Демократы, чьи иллюзии о быстром превращении России в “нормальную” страну разбились во время конфликта 1993 года, тоже обвиняли Ельцина, а не самих себя. Объектом глумления и стеба сделалось уже не советское прошлое, а российское настоящее. В декабре 1993-го, после поражения демократов на парламентских выборах, Ельцин сделал одно странное назначение. Он не стал обращаться за поддержкой ни к Любимову, ни к Листьеву. Вместо них он остановил выбор на уже 70-летнем Александре Яковлеве и попросил его возглавить “Останкино”. Но идеолог перестройки, всю жизнь бесстрашно боровшийся с националистами и коммунистами, вдруг ощутил собственное бессилие.

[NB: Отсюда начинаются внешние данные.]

Issue #100, opened 2022-01-06
Switch lat,lon string in queries to lon,lat to follow standard x,y and geojson format


kaligrafy:
Mega breaking change, we must find all references to trRouting calls everywhere!

tahini:
I would argue to leave intact the current endpoint, so as not to do this mega breaking change. But the new endpoints will be in lon/lat order.

PR #107, opened 2022-01-13
Document a new endpoint for origin/destination routing queries

tahini:
This commit is the start of v2 of the trRouting API, where each query
will give access to a single functionality and parameters are
well-defined and for each query, all of the parameters can be set.

This endpoint returns a single transit routing calculation for the
origin/destination in parameter. It is a subset of the route/v1/transit
query, so return types are kept as they are in the original endpoint.

Note that this endpoint reverses the coordinates order of the
parameters. Origin and destination are now lon/lat, instead of lat/lon,
as mentioned in #100.

### DIFF
--- a/docs/API.yml
+++ b/docs/API.yml
@@ -105,7 +105,11 @@ paths:
             default: 0
           required: false
           # TODO: This will become 2 different endpoints since the return values are so much different.
-          description: If set to 0, the query returns the routes between origin and destination. If set to 1, the query will return all the nodes accessible with the given parameter. Only the origin is required for this query.
+          description: |
+            If set to 0, the query returns the routes between origin and destination.
+            If set to 1, the query will return all the nodes accessible with the given parameter.
+            Only the origin is required for this query that will calculate all nodes accessible
+            from this point. There can also be only the destination for all nodes to this point.
       # The parameters above are those used in the Transition queries, already ported to typescript
       # Still undocumented parameters. See if they are all required and remove any reference to them if they are not. Parameters on the same line are in the same if condition in the code, so identical
       # Some parameters differ only with the unit, consider using a single parameter, and if really required, add a parameter that contains the units. Otherwise, one can specify 2 such parameters, which one to take?
--- a/docs/APIv2.yml
+++ b/docs/APIv2.yml
@@ -1,0 +1,449 @@
+openapi: '3.0.2'
+info:
+  title: TrRouting
+  version: '2.0-beta'
+servers:
+  - url: http://localhost:4000
+
+paths:
+  /versions:
+    get:
+      description: Get the versions of the API supported by this inVehicleDistanceMeters
+      responses:
+        '200':
+          description: Return the current and supported versions of the API
+          content:
+            application/json:
+              schema:
+                type: object
+                properties:
+                  current:
+                    type: string
+                    description: Current (latest) version of the API
+                  supported:
+                    type: array
+                    items:
+                      type: string
+                    description: All supported versions of the API
+
+  /v2/route:
+    get:
+      description: Calculate transit route results for a given origin/destination pair
+      parameters:
+        - in: query
+          name: origin
+          schema:
+            type: string
+            pattern: '^\-?\d{1,3}(\.\d+)?,\-?\d{1,3}(\.\d+)?$'
+          required: true
+          description: Comma-separated longitude/latitude coordinates of the origin, in the WSG84 coordinates system
+        - in: query
+          name: destination
+          schema:
+            type: string
+            pattern: '^\-?\d{1,3}(\.\d+)?,\-?\d{1,3}(\.\d+)?$'
+          required: true
+          description: Comma-separated longitude/latitude coordinates of the destination, in the WSG84 coordinates system
+        - in: query
+          name: scenario_id
+          schema:
+            type: string
+          required: true
+          # TODO: Scenario is very transition centric. Can't trRouting be used with a GTFS or some other type, without a scenario
+          description: ID of the scenario to query. A scenario defines the services, agencies and lines to use for this transit calculation
+        - in: query
+          name: time_of_trip
+          schema:
+            type: integer
+          required: true
+          description: |
+            time of the trip, in seconds since midnight.
+            The time_type field will determine if it represents a departure or arrival time.
+            There is no timezone associated with the time, trRouting is timezone agnostic as a scenario
+            typically covers a single timezone and the 0 is the midnight in the agency of that scenario.
+        - in: query
+          name: time_type
+          schema:
+            type: integer
+            enum:
+              - 0
+              - 1
+          required: false
+          description: The type of the time_of_trip. 0 means it is the departure time; 1 means arrival time. Defaults to 0.
+        - in: query
+          name: alternatives
+          schema:
+            type: boolean
+          required: false
+          description: Whether the results should return various alternatives if available or just a single result. Defaults to false, no alternatives
+        - in: query
+          name: min_waiting_time
+          schema:
+            type: integer
+          required: false
+          description: "The minimum time to wait at a stop/station, in seconds, to cope with uncertainties in the vehicle arrival times. Suggested value: 180"
+        - in: query
+          name: max_access_travel_time
+          schema:
+            type: integer
+          required: false
+          description: "Maximum time, in seconds, to reach the first stop/station in the trip"
+        - in: query
+          name: max_egress_travel_time
+          schema:
+            type: integer
+          required: false
+          description: "Maximum time, in seconds, from the last stop/station, to reach the destination"
+        - in: query
+          name: max_transfer_travel_time
+          schema:
+            type: integer
+          required: false
+          description: "Maximum time, in seconds, for each transfer between stop/station during the trip"
+        - in: query
+          name: max_travel_time
+          schema:
+            type: integer
+          required: false
+          description: The maximum total travel time between origin and destination, including access, transfer and egress times
+        - in: query
+          name: max_first_waiting_time
+          schema:
+            type: integer
+          required: false
+          description: The maximum time, in seconds, one can wait at first stop/station to consider this trip valid
+      responses:
+        '200':
+          description: Successful query, but may not have returned a routing result
+          content:
+            application/json:
+              schema:
+                oneOf:
+                  - $ref: '#/components/schemas/data_error'
+                  - $ref: '#/components/schemas/NoRoutingFound'
+                  - $ref: '#/components/schemas/success'
+                discriminator:
+                  propertyName: status
+        '400':
+          description: Query parameters are invalid
+          content:
+            application/json:
+              schema:
+                $ref: '#/components/schemas/query_error'
+
+components:
+  schemas:
+    statusResponse:
+      type: object
+      required:
+        - status
+      properties:
+        status:
+          type: string
+          enum: [success, no_routing_found, data_error, query_error]
+      discriminator:
+        propertyName: status
+        mapping:
+          success: success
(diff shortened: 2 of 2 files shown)


kaligrafy (approved):

docs/API.yml
```diff
@@ -169,7 +173,110 @@ paths:
...
+          description: Comma-separated longitude/latitude coordinates of the origin, in the WSG84 coordinates system
+        - in: query
+          name: destination
+          schema:
+            type: string
+            pattern: '^\-?\d{1,3}(\.\d+)?,\-?\d{1,3}(\.\d+)?$'
+          required: true
+          description: Comma-separated longitude/latitude coordinates of the destination, in the WSG84 coordinates system
+        - in: query
+          name: scenario_uuid
```
greenscientist: I wonder if we should call it uuid or just scenario_id
I can envision that we could use with something else than transition, but still want to identifiy it's data source somehow. But have an UUID all the time seems a bit heavy. 
Thoughts?

docs/API.yml
```diff
@@ -169,7 +173,110 @@ paths:
...
+          schema:
+            type: string
+          required: true
+          # TODO: Scenario is very transition centric. Can't trRouting be used with a GTFS or some other type, without a scenario
+          description: UUID of the scenario to query. A scenario defines the services, agencies and lines to use for this transit calculation
```
greenscientist: We might want to specify that the scenario also define the timezone??
(I'm thinking about the time parameters later)

docs/API.yml
```diff
@@ -169,7 +173,110 @@ paths:
...
+        - in: query
+          name: time_of_trip
+          schema:
+            type: integer
+          required: true
+          description: time of the trip, in seconds since midnight. The reverse field will determine if it represents a departure or arrival time.
+        - in: query
+          name: is_arrival
+          schema:
+            type: integer
```
greenscientist: with not bool?

greenscientist: Reading the description, this feel it should be named some thing like time type and be an enum

greenscientist (changes requested):
Some questions, 
requesting change to allow for discussion

docs/API.yml
tahini: Indeed, who knows what the future has in store for trRouting, scenario_id is nicer

docs/API.yml
tahini: I don't know what other kind of time it can be. In the code, we use `forwardCalculation`, so it can be a boolean field called forward. I forgot boolean was allowed with openAPI, I just didn't use it before before it's too restrictive and the "boolean" fields were taking 1 as value instead of true, but here, it's a new endpoint, so might as well make it a boolean.

greenscientist: I always have 3 choice when I use a routing app, let me check.

tahini: Usually the third choice is "right now", no?

docs/API.yml
```diff
@@ -169,7 +173,110 @@ paths:
...
+      responses:
+        '200':
+          description: Successful query, but may not have returned a routing result
+          content:
+            application/json:
+              schema:
+                oneOf:
+                  - $ref: '#/components/schemas/data_error'
+                  - $ref: '#/components/schemas/no_routing_found'
+                  - $ref: '#/components/schemas/success'
```
tahini: I'm keeping the responses as is, but the response has a lot of duplicate fields, like times in minutes AND seconds, sometimes even as human readable string. Should we keep only one of each, the field in seconds, from which, when required, we can calculate the other units? Is it trRouting's role to make those conversions or should it be the caller?

@kaligrafy what would be the impact on you to receive only the fields in seconds only? On the network, it should reduce the size of the response's body by close to the half. On the computation time, it's probably negligible.

kaligrafy: no problem getting the seconds only. Only old tools used the minutes.

docs/API.yml
greenscientist: True. 
But now I've checked google maps and they have a Last Available option. 
So boolean or enum (we can just have 0, 1 for now but still allow for easy extention. 
Not attached to either solution.

docs/API.yml
greenscientist: Yeah second only. Since we send string anyway, it does  not impact much on data size. 
@kaligrafy I imagine we won't need millisecond precision on that kind of calculatioN?

docs/API.yml
tahini: I named it time_type and left it an int in case we need to add options eventually, to not break the API

docs/API.yml
```diff
@@ -169,7 +173,111 @@ paths:
...
+      responses:
+        '200':
+          description: Successful query, but may not have returned a routing result
+          content:
+            application/json:
+              schema:
+                oneOf:
+                  - $ref: '#/components/schemas/data_error'
+                  - $ref: '#/components/schemas/NoRoutingFoundV2'
+                  - $ref: '#/components/schemas/successV2'
```
tahini: I added a v2 for success and noRoutingFound. I had to duplicate most of the return types to remove duplication and change the lat/lon to lon/lat formats.

kaligrafy (approved):

docs/API.yml
kaligrafy: I assume there will be another url route for routing from/to all stops for accessibility maps?

tahini: Yes, whenever another set of parameters is required, there will be another route. This avoids the trouble of complex parameter validation: if X is 0, then Y and Z ar required, but if X is 1, then either Y OR Z is required and what if both are set should we return a warning.... No, here, each param is either required or optional and if optional there is only one  default value for it, it's easy to validate, no possible error and if wrong, we return a query_error

docs/API.yml
```diff
@@ -556,4 +687,277 @@ components:
...
+      allOf:
+        - $ref: '#/components/schemas/baseRouteResponseV2'
+        - type: object
+          properties:
+            departureTime:
+              type: string
+              description: Optimized departure time in seconds since midnight
+            initialDepartureTime:
+              type: string
+              description: Departure time as specified in the request, in seconds since midnight, or -1 if the departure time was not specified
```
greenscientist: I'm just curious, how to we handle change of day ?
Example: initial departure time is 23h55, but the actual departure is 00h05. Do we have an indication that it's the next day?

greenscientist: Also, do we need to replicate the intiialDepartureTime? Can we assume that the user knows this already?

docs/API.yml
```diff
@@ -556,4 +687,277 @@ components:
...
+            initialLostTimeAtDeparture:
+              type: number
```
greenscientist: Seems like this is covered by having departureTime and initialDepartureTime

docs/API.yml
```diff
@@ -556,4 +687,277 @@ components:
...
+        origin:
+          type: string
+          pattern: '^\-?\d{1,3}(\.\d+)?,\-?\d{1,3}(\.\d+)?$'
+          description: Comma-separated longitude/latitude coordinates of the origin, in the WSG84 coordinates system
+        destination:
+          type: string
+          pattern: '^\-?\d{1,3}(\.\d+)?,\-?\d{1,3}(\.\d+)?$'
+          description: Comma-separated longitude/latitude coordinates of the destination, in the WSG84 coordinates system
+
+    routeResponseV2:
```
greenscientist: I'm already thinking of a good V3 for this type of response... :)

docs/API.yml
```diff
@@ -556,4 +687,277 @@ components:
...
+      - $ref: '#/components/schemas/tripStepV2'
+      - type: object
+        properties:
+          agencyAcronym:
+            type: string
+            description: Acronym of the agency serving the route being boarded/unboarded
+          agencyName:
+            type: string
+            description: Name of the agency serving the route being boarded/unboarded
+          agencyUuid:
```
greenscientist: Why do we return the Name if we return the UUID?

greenscientist (commented):
few more comments

docs/API.yml
tahini: I would keep the initialDepartureTime, it's an important parameter query and reminding it is very helpful. As for the change of day, in transit, days have more than 24 hours, so 00h05 would be 24h05 and 1h00 would be 25h00. But what if a trip is done partly with a night bus until 28h00, but ends with a day bus that starts at 4h30? @kaligrafy  would trRouting work for those trips?

docs/API.yml
tahini: > I'm already thinking of a good V3 for this type of response... :)

Anything to say?

tahini:
In general, I see the response as a standalone json object that can be dumped somewhere and contains all the required information, some of which can be computed from the fields, and including the important query parameters (origin, destination, time and probably time_type to know if it was arrival or departure that was requested). 

That's why all the redundant unit fields are gone, and we can also remote the initialLostDepartureTime as it can be computed from other fields and is not required if it's an arrival time anyway.

As for the agency, name and uuid, I would keep both, as the uuid is important for a tool like transition to retrieve the lines and paths and get geojson of those segments, but it is meaningless for someone just reading a dump of the response, while the name tells right away which line/path were taken by the route. What do you think?

tahini:
Actually, the API version is in the API.yml file, so I think I should create a new file: APIv2.yml to put this new endpoint, and let the version be 2.0-beta. Then we can go ahead without feeling too committed to whatever is here and we can improve as all the new endpoints are added and their implementations are developped. How does that sound?

tahini:
The v2 API is officially in beta, so we won't have to feel too bad about changing it in a near future if we realize something better can be done, but we can go ahead with this at least. Also note that adding functionalities to a route (like an eventual cost function parameters) is not considered an API break and does not require major update

docs/API.yml
greenscientist: Something more similar to the trip steps. Right now this responce object only assume  to walk and take bus/train. But we can combine other transport. (People in the suburbs takes their care to the train stop for example). So instead of a fixed list of parameters, we should combine it with the appropriate objects if needed

greenscientist:
> As for the agency, name and uuid, I would keep both, as the uuid is important for a tool like transition to retrieve the lines and paths and get geojson of those segments, but it is meaningless for someone just reading a dump of the response, while the name tells right away which line/path were taken by the route. What do you think?

Maybe we should have 2 query time then, one for machine consumption and one for more human needs?

greenscientist:
I guess the file split is ok if you say so :)

Maybe we should add a query to ask the server which queries version is support...

docs/API.yml
tahini: You're pointing to a wide opened Pandora's box... Is it even trRouting's role to calculate the walking time? trRouting has its own way of calculating the walking time: either using osrm with a 'walking' profile (in our setup, get the wrong osrm port and you've got totally different results!), or use bird distance if no osrm server is available.

The walking steps results shows the times of those steps, _as calculated by trRouting_. But the tool that receives it (eg transition) and wants to display it as a geojson needs to calculate it again from the coordinates and that tools can very well have different results!

trRouting is the door for the connection scan algorithm (and eventually others) that find transit trips. Is multimodality its purpose? Maybe it is, but not in its current state. And if it does return trips for other modes, it should probably return the entire information to avoid the calling tool calculating again the geography with potentially different data.

But all this can be further API enhancements on v2, I don't think the proposition here is painting us in any corner.

tahini:
I added the /versions endpoint

greenscientist:
I'll approve this as is. I think we can do a lot more improvement to this API, but this probably imply more philosophical changes, that can go into a V3. This V2 is more about simplifying the API (I kinda think we might have too many fields still, but it's an improvement)

greenscientist (approved):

Началась, наверное, самая странная полоса в моей жизни… Я начал понимать и как бы кожей ощущать, что в российской жизни нарождается что-то неладное, совсем иное, чем задумывалось в начале Перестройки. Мои розовые сны померкли, когда я окунулся в телевизионный водоворот. Разнузданная погоня за деньгами, бесконечные склоки по поводу того, кому больше заплатили за ту или иную передачу, фальшь в поведении, вранье как стиль отношений… Я впервые живьем увидел коррупцию, причем в ее предельно обнаженном виде[250].
По словам Яковлева, на заре перестройки он мечтал о том, что, когда люди получат свободу, они станут благороднее и начнут обустраивать жизнь так, как считают нужным.